WHAT THIS TASK INVOLVES:
Below is some data. Retype exactly the lines starting at the one with "Issue #3547, opened 2025-11-11" and ending at the one with "PairClassification (defaults to".
RECORDS PROVIDED Start Marker
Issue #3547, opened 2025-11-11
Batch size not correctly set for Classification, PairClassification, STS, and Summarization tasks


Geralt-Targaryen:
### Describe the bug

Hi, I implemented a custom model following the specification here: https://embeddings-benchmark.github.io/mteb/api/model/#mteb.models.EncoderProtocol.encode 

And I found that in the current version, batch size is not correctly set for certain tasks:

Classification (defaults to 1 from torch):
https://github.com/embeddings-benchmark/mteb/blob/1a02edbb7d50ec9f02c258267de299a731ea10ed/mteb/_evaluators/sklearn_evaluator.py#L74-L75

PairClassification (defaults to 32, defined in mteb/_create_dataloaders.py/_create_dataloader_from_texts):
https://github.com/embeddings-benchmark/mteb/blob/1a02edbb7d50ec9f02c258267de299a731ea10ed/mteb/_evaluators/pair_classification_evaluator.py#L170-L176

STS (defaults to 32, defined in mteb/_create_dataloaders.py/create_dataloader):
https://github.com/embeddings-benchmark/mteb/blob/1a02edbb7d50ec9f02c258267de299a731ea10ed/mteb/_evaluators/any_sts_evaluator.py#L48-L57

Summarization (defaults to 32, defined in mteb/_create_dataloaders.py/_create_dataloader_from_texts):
RECORDS PROVIDED End Marker
RECORDS PROVIDED Start Marker
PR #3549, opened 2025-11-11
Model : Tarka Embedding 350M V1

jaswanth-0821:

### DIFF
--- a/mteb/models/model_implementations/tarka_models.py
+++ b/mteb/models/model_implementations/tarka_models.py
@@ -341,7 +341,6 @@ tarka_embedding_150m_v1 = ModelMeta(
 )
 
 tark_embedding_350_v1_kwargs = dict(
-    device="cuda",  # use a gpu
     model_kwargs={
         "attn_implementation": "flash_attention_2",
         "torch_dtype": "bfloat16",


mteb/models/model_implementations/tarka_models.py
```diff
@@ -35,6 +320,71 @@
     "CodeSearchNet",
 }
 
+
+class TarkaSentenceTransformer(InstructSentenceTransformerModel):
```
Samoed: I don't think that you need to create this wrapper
RECORDS PROVIDED End Marker
RECORDS PROVIDED Start Marker
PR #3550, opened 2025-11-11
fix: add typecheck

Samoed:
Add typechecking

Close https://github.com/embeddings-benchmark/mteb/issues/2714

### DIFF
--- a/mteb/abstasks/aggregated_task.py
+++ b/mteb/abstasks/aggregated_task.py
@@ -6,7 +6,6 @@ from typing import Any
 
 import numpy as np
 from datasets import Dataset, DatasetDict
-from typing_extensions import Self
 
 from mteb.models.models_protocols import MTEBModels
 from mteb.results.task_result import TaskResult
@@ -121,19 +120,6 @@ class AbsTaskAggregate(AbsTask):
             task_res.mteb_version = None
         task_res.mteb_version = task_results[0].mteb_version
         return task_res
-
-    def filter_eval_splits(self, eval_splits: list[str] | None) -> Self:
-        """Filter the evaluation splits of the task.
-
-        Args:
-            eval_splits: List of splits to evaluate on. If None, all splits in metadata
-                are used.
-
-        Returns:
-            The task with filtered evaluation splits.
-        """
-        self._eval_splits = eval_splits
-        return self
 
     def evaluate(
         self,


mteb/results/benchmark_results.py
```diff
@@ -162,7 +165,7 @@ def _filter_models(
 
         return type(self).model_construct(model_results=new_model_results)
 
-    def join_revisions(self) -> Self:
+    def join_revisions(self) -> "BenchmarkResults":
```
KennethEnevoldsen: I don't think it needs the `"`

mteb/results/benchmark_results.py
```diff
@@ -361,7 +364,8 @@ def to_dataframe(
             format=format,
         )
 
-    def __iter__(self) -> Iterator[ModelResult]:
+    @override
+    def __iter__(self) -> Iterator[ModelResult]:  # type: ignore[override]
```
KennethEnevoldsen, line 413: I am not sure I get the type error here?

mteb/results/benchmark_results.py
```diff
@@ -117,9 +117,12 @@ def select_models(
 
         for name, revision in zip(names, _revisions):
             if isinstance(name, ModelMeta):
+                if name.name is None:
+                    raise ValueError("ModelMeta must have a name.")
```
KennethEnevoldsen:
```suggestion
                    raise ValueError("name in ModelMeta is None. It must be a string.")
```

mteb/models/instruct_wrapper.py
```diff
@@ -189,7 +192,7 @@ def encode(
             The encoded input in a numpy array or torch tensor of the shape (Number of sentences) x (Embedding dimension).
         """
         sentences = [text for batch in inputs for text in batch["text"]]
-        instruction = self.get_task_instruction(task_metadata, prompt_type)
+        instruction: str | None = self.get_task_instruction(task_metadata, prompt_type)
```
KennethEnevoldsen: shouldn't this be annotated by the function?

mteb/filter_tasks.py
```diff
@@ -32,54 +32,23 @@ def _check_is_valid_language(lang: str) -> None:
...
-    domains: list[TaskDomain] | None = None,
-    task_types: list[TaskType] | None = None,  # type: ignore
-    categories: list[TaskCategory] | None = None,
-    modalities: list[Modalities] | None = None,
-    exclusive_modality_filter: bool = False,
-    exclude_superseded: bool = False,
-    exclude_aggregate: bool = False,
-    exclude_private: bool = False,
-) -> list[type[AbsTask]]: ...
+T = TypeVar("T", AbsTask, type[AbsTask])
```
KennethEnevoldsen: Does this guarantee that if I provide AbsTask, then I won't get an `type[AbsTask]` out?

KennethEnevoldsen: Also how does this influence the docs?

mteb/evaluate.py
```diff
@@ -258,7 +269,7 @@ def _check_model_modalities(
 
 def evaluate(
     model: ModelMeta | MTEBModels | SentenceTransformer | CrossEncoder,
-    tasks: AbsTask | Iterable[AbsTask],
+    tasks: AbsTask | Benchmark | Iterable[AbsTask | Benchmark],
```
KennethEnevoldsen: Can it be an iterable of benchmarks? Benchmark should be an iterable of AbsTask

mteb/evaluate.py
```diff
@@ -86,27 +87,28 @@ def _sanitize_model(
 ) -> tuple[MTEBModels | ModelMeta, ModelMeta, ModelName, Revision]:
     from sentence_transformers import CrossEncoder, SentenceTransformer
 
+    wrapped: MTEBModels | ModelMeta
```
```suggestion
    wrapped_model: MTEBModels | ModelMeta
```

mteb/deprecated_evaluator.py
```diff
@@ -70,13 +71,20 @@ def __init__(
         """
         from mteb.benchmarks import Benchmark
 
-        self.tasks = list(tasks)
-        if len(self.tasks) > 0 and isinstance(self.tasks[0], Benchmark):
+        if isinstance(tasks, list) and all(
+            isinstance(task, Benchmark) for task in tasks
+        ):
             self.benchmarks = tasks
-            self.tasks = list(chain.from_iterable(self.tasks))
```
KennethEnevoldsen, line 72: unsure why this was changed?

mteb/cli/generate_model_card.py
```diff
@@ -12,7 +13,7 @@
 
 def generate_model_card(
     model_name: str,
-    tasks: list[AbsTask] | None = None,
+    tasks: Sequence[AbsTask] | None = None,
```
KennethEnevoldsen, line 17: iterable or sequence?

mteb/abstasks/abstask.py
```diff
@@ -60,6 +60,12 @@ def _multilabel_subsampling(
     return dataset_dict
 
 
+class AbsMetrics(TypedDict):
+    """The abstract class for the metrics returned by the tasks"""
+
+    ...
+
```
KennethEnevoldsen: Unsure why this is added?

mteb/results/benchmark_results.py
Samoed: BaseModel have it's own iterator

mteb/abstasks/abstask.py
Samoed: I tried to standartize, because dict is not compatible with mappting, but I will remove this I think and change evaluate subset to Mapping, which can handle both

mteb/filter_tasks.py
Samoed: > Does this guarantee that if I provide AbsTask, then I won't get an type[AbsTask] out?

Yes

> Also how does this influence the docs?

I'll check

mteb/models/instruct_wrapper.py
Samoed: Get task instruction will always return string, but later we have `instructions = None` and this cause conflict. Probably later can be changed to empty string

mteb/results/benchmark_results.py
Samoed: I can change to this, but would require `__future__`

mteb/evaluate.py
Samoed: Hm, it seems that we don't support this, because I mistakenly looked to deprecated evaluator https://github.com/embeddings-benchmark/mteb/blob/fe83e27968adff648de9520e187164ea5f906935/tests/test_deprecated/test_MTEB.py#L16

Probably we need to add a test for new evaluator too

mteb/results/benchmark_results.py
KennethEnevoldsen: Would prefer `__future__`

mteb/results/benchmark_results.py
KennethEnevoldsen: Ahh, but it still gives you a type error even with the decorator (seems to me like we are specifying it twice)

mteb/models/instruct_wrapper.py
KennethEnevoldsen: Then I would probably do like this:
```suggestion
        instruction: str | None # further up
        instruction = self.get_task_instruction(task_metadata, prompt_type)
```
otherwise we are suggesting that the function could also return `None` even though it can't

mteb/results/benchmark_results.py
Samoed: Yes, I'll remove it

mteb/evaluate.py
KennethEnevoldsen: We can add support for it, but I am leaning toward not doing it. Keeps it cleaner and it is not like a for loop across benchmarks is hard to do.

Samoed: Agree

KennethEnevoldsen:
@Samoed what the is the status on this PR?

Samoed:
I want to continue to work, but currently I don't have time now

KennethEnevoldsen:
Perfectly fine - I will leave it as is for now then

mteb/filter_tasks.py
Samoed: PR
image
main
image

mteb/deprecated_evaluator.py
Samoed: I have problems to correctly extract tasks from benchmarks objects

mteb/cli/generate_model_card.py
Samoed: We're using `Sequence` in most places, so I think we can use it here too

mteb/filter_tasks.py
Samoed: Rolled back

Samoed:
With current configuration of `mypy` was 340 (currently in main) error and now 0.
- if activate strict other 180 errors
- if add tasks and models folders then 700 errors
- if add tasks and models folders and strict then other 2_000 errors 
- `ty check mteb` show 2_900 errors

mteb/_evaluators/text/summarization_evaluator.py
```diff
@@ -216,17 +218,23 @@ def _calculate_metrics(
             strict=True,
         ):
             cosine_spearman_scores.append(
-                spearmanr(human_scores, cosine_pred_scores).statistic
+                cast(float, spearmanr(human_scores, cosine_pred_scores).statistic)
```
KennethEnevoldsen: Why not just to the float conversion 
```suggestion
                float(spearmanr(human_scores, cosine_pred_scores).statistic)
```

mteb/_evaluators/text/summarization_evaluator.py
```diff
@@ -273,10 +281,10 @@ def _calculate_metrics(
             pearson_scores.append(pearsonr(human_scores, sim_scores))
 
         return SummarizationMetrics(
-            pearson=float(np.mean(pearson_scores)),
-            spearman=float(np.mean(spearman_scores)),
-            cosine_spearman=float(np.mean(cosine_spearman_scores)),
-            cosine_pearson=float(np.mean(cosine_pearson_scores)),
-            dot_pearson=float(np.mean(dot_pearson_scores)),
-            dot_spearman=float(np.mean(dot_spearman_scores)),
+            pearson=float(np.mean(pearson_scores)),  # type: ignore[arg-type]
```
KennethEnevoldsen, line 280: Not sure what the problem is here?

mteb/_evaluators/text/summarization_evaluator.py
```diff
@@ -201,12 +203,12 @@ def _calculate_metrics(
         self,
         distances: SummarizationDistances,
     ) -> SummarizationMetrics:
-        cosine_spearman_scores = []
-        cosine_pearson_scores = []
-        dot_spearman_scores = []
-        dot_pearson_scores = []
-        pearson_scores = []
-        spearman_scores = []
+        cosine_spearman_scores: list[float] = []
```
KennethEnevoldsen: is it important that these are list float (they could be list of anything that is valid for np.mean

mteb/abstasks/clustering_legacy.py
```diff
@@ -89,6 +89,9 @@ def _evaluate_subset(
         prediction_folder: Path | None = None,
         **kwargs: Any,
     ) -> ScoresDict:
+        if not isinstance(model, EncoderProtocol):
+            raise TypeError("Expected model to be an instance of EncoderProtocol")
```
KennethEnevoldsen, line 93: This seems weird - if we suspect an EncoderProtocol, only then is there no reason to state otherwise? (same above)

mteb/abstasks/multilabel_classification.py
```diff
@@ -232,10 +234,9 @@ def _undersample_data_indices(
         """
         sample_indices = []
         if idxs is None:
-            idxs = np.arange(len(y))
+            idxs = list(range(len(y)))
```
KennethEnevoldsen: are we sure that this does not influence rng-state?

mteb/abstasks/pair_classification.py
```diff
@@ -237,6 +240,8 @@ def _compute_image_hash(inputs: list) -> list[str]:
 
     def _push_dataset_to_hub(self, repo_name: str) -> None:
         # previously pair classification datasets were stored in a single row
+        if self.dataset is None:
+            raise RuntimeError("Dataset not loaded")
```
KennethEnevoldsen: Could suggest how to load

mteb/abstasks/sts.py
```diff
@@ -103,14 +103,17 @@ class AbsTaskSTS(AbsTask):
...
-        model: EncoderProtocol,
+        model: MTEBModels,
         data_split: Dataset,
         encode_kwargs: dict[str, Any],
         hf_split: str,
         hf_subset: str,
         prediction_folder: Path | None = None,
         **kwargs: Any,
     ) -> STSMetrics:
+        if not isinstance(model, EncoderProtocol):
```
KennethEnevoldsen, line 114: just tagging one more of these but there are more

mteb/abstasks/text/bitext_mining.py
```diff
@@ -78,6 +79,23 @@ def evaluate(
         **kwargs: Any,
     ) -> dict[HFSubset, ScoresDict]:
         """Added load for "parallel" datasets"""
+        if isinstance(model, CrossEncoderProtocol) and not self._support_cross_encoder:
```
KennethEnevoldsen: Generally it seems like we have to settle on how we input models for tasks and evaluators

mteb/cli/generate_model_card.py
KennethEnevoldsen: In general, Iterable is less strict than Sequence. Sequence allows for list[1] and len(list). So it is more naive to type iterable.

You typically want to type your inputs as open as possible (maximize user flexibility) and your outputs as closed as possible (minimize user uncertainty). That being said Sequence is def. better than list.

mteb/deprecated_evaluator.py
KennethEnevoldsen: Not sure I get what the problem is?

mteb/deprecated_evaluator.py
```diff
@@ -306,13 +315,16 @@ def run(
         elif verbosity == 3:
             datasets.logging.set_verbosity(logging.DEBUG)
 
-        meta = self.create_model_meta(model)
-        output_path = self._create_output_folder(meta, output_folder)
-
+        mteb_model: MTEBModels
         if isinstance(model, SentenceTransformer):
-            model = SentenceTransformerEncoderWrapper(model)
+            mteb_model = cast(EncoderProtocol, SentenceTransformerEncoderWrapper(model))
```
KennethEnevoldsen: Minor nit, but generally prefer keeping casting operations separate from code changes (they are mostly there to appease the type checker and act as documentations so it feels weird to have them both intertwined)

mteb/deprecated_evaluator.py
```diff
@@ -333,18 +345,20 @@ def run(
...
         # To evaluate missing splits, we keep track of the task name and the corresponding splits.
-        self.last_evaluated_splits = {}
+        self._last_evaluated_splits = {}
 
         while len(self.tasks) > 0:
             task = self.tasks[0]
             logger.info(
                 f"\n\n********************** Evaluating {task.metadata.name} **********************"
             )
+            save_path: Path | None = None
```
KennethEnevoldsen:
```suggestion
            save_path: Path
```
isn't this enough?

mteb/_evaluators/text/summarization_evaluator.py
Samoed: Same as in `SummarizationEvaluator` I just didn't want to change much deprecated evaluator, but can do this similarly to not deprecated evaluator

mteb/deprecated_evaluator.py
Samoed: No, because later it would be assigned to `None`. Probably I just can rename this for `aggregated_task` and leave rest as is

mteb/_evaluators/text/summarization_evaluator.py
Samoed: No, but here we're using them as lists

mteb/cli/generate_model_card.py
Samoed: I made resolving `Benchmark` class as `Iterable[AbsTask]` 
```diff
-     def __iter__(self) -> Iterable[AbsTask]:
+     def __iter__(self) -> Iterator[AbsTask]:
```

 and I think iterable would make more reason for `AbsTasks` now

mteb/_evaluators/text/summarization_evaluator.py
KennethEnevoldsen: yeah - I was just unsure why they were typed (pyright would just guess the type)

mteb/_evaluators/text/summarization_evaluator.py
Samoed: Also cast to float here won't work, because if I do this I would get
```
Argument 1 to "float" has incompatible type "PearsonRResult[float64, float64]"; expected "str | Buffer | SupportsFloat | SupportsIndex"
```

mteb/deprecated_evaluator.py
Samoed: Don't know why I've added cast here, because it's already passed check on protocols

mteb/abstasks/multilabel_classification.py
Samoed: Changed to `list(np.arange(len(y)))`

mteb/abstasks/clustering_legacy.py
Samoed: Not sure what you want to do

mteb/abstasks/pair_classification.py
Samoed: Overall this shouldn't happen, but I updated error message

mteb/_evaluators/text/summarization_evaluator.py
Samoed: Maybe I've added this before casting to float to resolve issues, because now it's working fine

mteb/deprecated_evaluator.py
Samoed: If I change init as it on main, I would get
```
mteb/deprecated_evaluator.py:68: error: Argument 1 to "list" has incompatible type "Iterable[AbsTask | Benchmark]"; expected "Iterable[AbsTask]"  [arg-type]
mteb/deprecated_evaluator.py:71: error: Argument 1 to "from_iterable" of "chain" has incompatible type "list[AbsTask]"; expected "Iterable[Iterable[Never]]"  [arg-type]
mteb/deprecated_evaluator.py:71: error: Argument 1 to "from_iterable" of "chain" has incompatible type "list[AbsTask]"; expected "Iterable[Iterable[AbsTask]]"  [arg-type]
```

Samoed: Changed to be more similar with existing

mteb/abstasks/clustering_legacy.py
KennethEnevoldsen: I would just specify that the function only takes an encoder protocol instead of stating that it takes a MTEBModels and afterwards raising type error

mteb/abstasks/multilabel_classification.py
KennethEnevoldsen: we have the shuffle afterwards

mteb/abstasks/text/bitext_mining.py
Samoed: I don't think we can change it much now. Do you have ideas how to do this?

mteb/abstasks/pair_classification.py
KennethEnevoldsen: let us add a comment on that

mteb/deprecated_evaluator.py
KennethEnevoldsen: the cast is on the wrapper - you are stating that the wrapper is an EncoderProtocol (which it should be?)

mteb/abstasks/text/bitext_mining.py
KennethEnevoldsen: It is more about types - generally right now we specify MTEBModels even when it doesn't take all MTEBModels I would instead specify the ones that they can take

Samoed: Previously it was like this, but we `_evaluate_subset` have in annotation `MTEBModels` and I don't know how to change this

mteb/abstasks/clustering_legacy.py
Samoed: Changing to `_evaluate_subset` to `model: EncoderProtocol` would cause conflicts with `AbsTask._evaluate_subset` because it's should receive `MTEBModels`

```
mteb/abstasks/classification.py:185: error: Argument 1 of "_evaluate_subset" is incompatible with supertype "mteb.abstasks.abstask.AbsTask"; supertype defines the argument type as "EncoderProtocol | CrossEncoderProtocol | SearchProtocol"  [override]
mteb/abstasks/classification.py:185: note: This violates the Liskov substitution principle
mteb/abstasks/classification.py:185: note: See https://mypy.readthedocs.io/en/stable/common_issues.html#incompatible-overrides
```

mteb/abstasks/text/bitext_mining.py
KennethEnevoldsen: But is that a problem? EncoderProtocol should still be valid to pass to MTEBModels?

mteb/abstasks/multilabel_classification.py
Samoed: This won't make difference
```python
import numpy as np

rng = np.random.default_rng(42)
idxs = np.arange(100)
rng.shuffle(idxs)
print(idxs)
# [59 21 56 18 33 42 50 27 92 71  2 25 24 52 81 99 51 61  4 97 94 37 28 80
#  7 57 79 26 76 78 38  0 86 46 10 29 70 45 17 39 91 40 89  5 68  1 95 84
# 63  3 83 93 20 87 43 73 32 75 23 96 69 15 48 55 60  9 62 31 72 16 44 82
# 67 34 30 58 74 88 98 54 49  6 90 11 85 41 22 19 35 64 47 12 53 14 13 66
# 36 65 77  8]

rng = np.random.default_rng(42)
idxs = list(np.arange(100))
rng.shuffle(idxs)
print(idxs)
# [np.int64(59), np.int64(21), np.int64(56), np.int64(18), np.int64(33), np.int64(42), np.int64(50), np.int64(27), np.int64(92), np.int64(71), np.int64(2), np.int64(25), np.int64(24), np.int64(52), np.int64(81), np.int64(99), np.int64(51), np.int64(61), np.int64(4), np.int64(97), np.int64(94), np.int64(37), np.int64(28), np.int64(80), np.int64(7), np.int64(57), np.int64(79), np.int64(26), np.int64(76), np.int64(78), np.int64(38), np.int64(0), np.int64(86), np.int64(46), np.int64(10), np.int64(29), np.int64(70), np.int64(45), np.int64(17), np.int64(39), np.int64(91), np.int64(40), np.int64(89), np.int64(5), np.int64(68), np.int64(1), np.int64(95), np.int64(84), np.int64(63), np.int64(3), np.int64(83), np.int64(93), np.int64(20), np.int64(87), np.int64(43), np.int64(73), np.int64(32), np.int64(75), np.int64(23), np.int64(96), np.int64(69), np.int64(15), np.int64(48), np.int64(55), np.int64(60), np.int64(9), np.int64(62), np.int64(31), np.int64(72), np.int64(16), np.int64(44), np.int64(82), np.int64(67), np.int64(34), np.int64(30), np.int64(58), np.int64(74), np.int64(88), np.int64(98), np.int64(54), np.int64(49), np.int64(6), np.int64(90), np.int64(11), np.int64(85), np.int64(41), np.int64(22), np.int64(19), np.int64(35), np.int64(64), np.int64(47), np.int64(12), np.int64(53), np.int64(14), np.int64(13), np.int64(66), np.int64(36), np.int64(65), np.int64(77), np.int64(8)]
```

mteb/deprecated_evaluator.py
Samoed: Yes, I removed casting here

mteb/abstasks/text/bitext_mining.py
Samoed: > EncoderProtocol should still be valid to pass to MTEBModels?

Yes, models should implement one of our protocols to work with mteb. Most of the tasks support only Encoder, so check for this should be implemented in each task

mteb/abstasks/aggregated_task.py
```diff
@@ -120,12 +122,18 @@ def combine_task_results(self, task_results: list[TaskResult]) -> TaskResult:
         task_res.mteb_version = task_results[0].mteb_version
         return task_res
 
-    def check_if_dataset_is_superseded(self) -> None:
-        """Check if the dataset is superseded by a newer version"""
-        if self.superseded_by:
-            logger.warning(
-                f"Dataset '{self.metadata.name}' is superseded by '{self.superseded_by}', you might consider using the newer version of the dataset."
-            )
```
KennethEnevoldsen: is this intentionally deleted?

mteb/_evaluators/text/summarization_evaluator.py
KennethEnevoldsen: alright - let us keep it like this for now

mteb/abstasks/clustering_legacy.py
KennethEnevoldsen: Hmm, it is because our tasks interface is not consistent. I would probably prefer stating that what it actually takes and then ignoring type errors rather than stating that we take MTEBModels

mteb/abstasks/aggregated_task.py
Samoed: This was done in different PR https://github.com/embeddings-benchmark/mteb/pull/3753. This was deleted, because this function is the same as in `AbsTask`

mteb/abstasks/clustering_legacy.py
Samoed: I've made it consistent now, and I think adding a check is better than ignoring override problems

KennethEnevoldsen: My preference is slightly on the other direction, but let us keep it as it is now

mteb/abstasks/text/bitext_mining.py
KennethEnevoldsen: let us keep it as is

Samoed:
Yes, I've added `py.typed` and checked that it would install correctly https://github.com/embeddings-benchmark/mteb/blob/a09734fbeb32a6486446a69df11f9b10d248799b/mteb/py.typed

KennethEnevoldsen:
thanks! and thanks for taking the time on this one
RECORDS PROVIDED End Marker
RESPONSE BELOW:
Issue #3547, opened 2025-11-11
Batch size not correctly set for Classification, PairClassification, STS, and Summarization tasks


Geralt-Targaryen:
### Describe the bug

Hi, I implemented a custom model following the specification here: https://embeddings-benchmark.github.io/mteb/api/model/#mteb.models.EncoderProtocol.encode 

And I found that in the current version, batch size is not correctly set for certain tasks:

Classification (defaults to 1 from torch):
https://github.com/embeddings-benchmark/mteb/blob/1a02edbb7d50ec9f02c258267de299a731ea10ed/mteb/_evaluators/sklearn_evaluator.py#L74-L75

PairClassification (defaults to 32, defined in mteb/_create_dataloaders.py/_create_dataloader_from_texts):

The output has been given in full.